Nah, think you might have. The question I has was looking for soemething more specific. I’ve found that you can run TO writes at up to about 1100Hz before things break down, so was wondering if you had similar experience.

if you could try it a few more times that would definitely be helpful! just want to make sure that the steps to reproduce can consistently get it to lock - this will help when testing new versions.

could you try these 2 versions and see if you can still get it to lock? (standard warning - updating firmware will erase your presets!)

teletype.hex (322.7 KB)
https://github.com/scanner-darkly/teletype/commit/414758d27db798f415a4133218ed0fd084a34391

meadowphysics.hex (102.9 KB)
https://github.com/scanner-darkly/meadowphysics/commit/79de8b21d5a4103cb6e4d20b623320ad64a3c011

there are some changes in teletype that should make it more stable. meadowphysics version has the same changes applied to it (plus some other ones it wasn’t yet updated with). i did a quick test - seems to be functional, but i can’t test remote MP commands unfortunately (mine doesn’t have the i2c header, need to do that…).

that’s great news!

my next step is to try a couple of other things that i think should make it more stable still and then focus on getting ansible working (the last several tests i did with it i was able to get tt to freeze fairly quickly when using ansible remotes).
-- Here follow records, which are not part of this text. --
PR #603, opened 2020-10-05
Remove the 'public account creation' feature

benilovj:
### Context

We designed and built this feature when we thought the service would allow users to self-register and associate themselves with responsible bodies. The service design has since gone into a different direction and there isn't likely to be a strong user need for this feature going forward.

Remove the associated feature flag and code. This helps reduce the build time.


aldavidson (approved):
:100:

PR #611, opened 2020-10-06
Fix links in the header of the MNO requests table

benilovj:
### Context

We recently switched out the implementation of `govuk_link_to`, from
the one that was defined in the app, to a version that is defined in the
`govuk-components` gem.

This meant that the MNO requests table links weren't being generated quite correctly
and weren't getting the 'govuk-link' class applied to them.

This change hardcodes the path helper to the MNO request index path, so
I've changed the helper name to reflect that.

### DIFF
--- a/app/helpers/view_helper.rb
+++ b/app/helpers/view_helper.rb
@@ -43,7 +43,7 @@ module ViewHelper
     render GovukComponent::Breadcrumbs.new(breadcrumbs: breadcrumbs)
   end
 
-  def sortable_table_header(title, value = title, opts = params)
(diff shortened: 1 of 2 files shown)


fofr (approved):

fofr:
Is this another example of `govuk_link_to` not having the same usage as `link_to`?

benilovj:
> Is this another example of `govuk_link_to` not having the same usage as `link_to`?

Yep, raised an issue with `govuk-components`: https://github.com/DFE-Digital/govuk-components/issues/66

PR #612, opened 2020-10-06
775 gias updates changes to trusts

tonyheadford:
### Context
[Trello card](https://trello.com/c/xuCqURSA/775-gias-updates-changes-to-trusts)

Update Trusts from the staged GIAS data
Adds address to responsible bodies

### Guidance to review
Basic mechanism is the same as updates to schools, the last update is recorded and changes made to the staging area since the last update are applied to the Trusts.
Use `TrustUpdateService.new.update_trusts` to process updates


benilovj (approved):
Looks reasonable to me!

PR #616, opened 2020-10-06
[666] Order users are notified when a school order state allows ordering

asmega:
### Context

If a school cap is set, the order users need to know that they can go in and place their orders.

Out of scope for this PR:

- notifying an order user when their TechSource account has been confirmed (will be a follow-up PR)
- sending an automated email to CC (will be a follow-up PR)

- Inform the order users when the cap for their school has been set
- Feature flag the email, until we've let the feature run in production for a little bit and see from the Slack messages that it's triggering at the right point in time


benilovj (approved):
Approving technically but since I pushed most of the changes on this PR, @asmega should definitely have a look at the parts I've done.

PR #622, opened 2020-10-07
[792] data feed for performance analysis

tonyheadford:
### Context
[Trello card](https://trello.com/c/TTcTxpf6/792-data-feed-for-performance-analysis)
Provide an endpoint that lists each school with an allocation > 0 or cap > 0 as JSON

Adds base class `PerformanceDataController` that requires token for authentication
Adds schools controller that inherits from `PerformanceDataController` to provide the school data

### Guidance to review
Amount of schools returned will be large (19-20,000)
Implementation uses chunked response to attempt to minimise resource use.
You need to configure a performance data access token using an env var:
```
GHWT__SUPPORT__PERFORMANCE_DATA_ACCESS_TOKEN=my-token-here
```
I've just used `SecureRandom.hex` for testing but this could be anything
You can access the endpoint with `curl` as follows (with `jq` to pretty the output and an example token value):
```
curl -H 'Authorization: Bearer 03343bef3b21962c4f8764fdb83b696b' 'http://localhost:3000/support/performance-data/schools' | jq '.'
```
As long as the auth token in the request matches the env-var version all should be good.


app/controllers/support/performance_data/schools_controller.rb
```diff
@@ -0,0 +1,38 @@
...
+    response.headers['Content-Type'] = 'application/json'
+    response.stream.write '['
+
+    school_query.find_each.with_index do |school, index|
+      response.stream.write ",\n" unless index.zero?
+      response.stream.write attrs_for(school).to_json
+    end
+
+    response.stream.write ']'
+    response.stream.close
```
aldavidson, line 14: Let's get this on dev to make sure PowerBI is OK with reading a chunked response. If it does have any issues, I guess the fallback alternative would be to render it to a static file every X minutes.

aldavidson (approved):
This all looks good AFAICT. Let's deploy it onto dev / staging and let the analysts try hooking it up to PowerBI :+1:

PR #624, opened 2020-10-08
[811] Allow a user with multiple schools to choose one on login

aldavidson:
### Context

[Trello card 811](https://trello.com/c/qr8eoJww/811-allow-a-user-with-multiple-schools-rbs-to-select-one-on-login) as part of larger ticket [649](https://trello.com/c/lDAgx85e/649-handling-multiple-schools)

* If a user has multiple schools, on signing in they are now shown a list of "Your schools" and can choose one to continue with
* If a user only has one school, it redirects to that school's home as before
* Scope all school URLs with the school URN
* Add the school name as a caption to each title under /schools

Screenshots:

Screenshot from 2020-10-08 13-35-49

Screenshot from 2020-10-08 13-36-07


fofr:
@aldavidson If I wanted to test this locally, what do I need to do to give myself access to multiple schools?

aldavidson:
> @aldavidson If I wanted to test this locally, what do I need to do to give myself access to multiple schools?

At the moment, it's easiest to do it from the console - a user `has_many :schools`, so you can just do: `user.schools << another_school`
(assuming user is you, and another_school is a School object)

fofr (changes requested):
Reviewing this locally, looks really good :100:

- Can the school index page be updated to match the design (title renamed, breadcrumbs added): https://ghwt-design-history.herokuapp.com/multiple-schools/#school-page
- Anywhere there is a breadcrumb, for a multi-school user there should be an extra crumb at the start for "Your schools", and "Home" should be replaced with the school name
- I like the addition of the school name as a caption in the H1 during the school wizard, can we only include it though when the user is a multi-school user
- On the `/what-happens-next` page, the button should say "Finish and go to __school__ page" if it's multi-school

app/controllers/school/base_controller.rb
```diff
@@ -12,12 +12,12 @@ def require_school_user!
   end
 
   def set_school
-    @school = @user.school
+    @school = @user.schools.size == 1 ? @user.school : School.find_by_urn(params[:urn])
```
benilovj, line 15: There's a couple of issues here:

1. Because you're not scoping to the user's schools, once a user has multiple schools, they can access any school they like.
2. A much lesser problem, more like unexpected behaviour: if the user has only one school, any URN they provide yields the school they're attached to, so it looks like a mismatch between the URL entered and the data returned.

The way to fix both:

```suggestion
    @school = @user.schools.find_by!(urn: params[:urn])
```

benilovj: I'm guessing we're missing a controller spec for the case:

- given a user with multiple schools
- when they to access a school they don't have access to
- then they get a 404 when

benilovj (changes requested):

tonyheadford (commented):
LGTM Al not an easy job. Great catch btw Jake.

aldavidson:
> LGTM Al not an easy job. Great catch btw Jake.

Seconded (on both counts 😀 )

aldavidson:
>     * Can the school index page be updated to match the design (title renamed, breadcrumbs added): https://ghwt-design-history.herokuapp.com/multiple-schools/#school-page

Should this change be in all cases, or only when the user has multiple schools?

aldavidson:
> > ```
> > * Can the school index page be updated to match the design (title renamed, breadcrumbs added): https://ghwt-design-history.herokuapp.com/multiple-schools/#school-page
> > ```
> 
> Should this change be in all cases, or only when the user has multiple schools?

Reply given in Slack - for all cases

aldavidson:
> (...)    * I like the addition of the school name as a caption in the H1 during the school wizard, can we only include it though when the user is a multi-school user

@fofr  all done, ready for re-review

benilovj:
Looking good. Could we introduce something like a `schools_breadcrumb` helper that encapsulates the `if..else..` logic that's repeating in a quite large number of templates?

fofr (approved):
Design looks good now

benilovj (approved):

PR #634, opened 2020-10-12
816 delete wizard when user removed from school

aldavidson:
### Context

[Trello card 816](https://trello.com/c/ZC3zBON3/816-check-what-happens-to-a-schoolwelcomewizard-when-its-user-is-removed-from-the-school) - avoids the potential for 'dangling' school welcome wizards that point to a no-longer-existing combination of user and school. There's not currently any way in the interface to remove a user from a school, but there may be soon, so it's good to avoid potential issues in advance.

* Add callback & spec for correct behaviour

* Also whilst debugging this change, I found that spurious UserChange records with nil user_ids were being generated in specs. As far as I can tell this looks like a quirk of transactional handling, but it's worth tidying up - so i did.


benilovj (approved):
Code looks fine but the specs don't appear to cover the CC user change generation logic? Feels like something we should test for, given we've already had bugs around deletion in that area.

PR #637, opened 2020-10-12
Introduce a spec helper for stubbing the outgoing Computacenter API

benilovj:
`Settings.computacenter.outgoing_api.endpoint` is a global setting. Specs
should ensure they don't modify this setting during setup and execution,
otherwise it affects the outcome of other specs.

As a rule, it should be on in the specs (like it is in production). Any resultant
network calls should be stubbed out via the newly introduced spec helper. If it's
necessary to change this setting, the spec should put it back to its original value.

### DIFF
--- a/config/settings/test.yml
+++ b/config/settings/test.yml
@@ -1,6 +1,8 @@
 computacenter:
   outgoing_api:
     endpoint: http://computacenter.example.com/
+    username: user
+    password: pass
 
 govuk_notify:
   # API key for the GOV.UK Notify service, used for sending emails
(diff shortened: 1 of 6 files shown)


tonyheadford (approved):
Looks good although I think `stub_computacenter_outgoing_api_calls` would be a better name, 'allow' sounds like you're enabling calls to go to CC to me

benilovj:
> Looks good although I think `stub_computacenter_outgoing_api_calls` would be a better name, 'allow' sounds like you're enabling calls to go to CC to me

Sure - changed in e672962

PR #742, opened 2020-11-02
[930] Notify support if school can order but no one contacted

asmega:
### Context

- https://trello.com/c/jP4OIh88/930-send-an-automated-email-to-ghwt-support-when-a-school-is-closed-and-it-has-no-users-responsible-for-it

- Contact support if school can order but no one has been contacted as school or responsible body does not have any associated users

#### Email template
image

### Guidance to review

- Find a school that does not have users or a responsible body that does not have any users
- Ensure the school can order devices. ie has correct caps and allocations spaces then change to `can_order`
- Should send email to support regarding the fact the school can order but no one was contacted

### DIFF
--- a/app/mailers/can_order_devices_mailer.rb
+++ b/app/mailers/can_order_devices_mailer.rb
@@ -39,6 +39,14 @@ class CanOrderDevicesMailer < ApplicationMailer
                           personalisation: personalisation)
   end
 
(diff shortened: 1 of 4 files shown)


aldavidson (approved):
LGTM :+1:

benilovj (approved):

if you run into a problem with earthsea i could also post an updated firmware using the latest libavr32, but i think makes sense to update the trilogy once the libavr32 changes are finalized.

i can do it tonight - it’s not much work, and if you don’t mind giving it a try this will actually help to confirm the fix works. my main concern was having to test again as it’s possible it might regress as i introduce more changes, so made sense to save more extensive testing for later once things will be more finalized.

speaking of which, i should have a new version of TT in the next few days.

3 Likes

here is the earthsea version that includes the same tweaks as the above versions of teletype and meadowphysics, could you give this a try if you get a chance?

earthsea.hex (133.4 KB)

2 Likes

so when ES crash this way sounds like it doesn’t affect TT? TT is still operational? is it the same behaviour you had with the previous version of ES?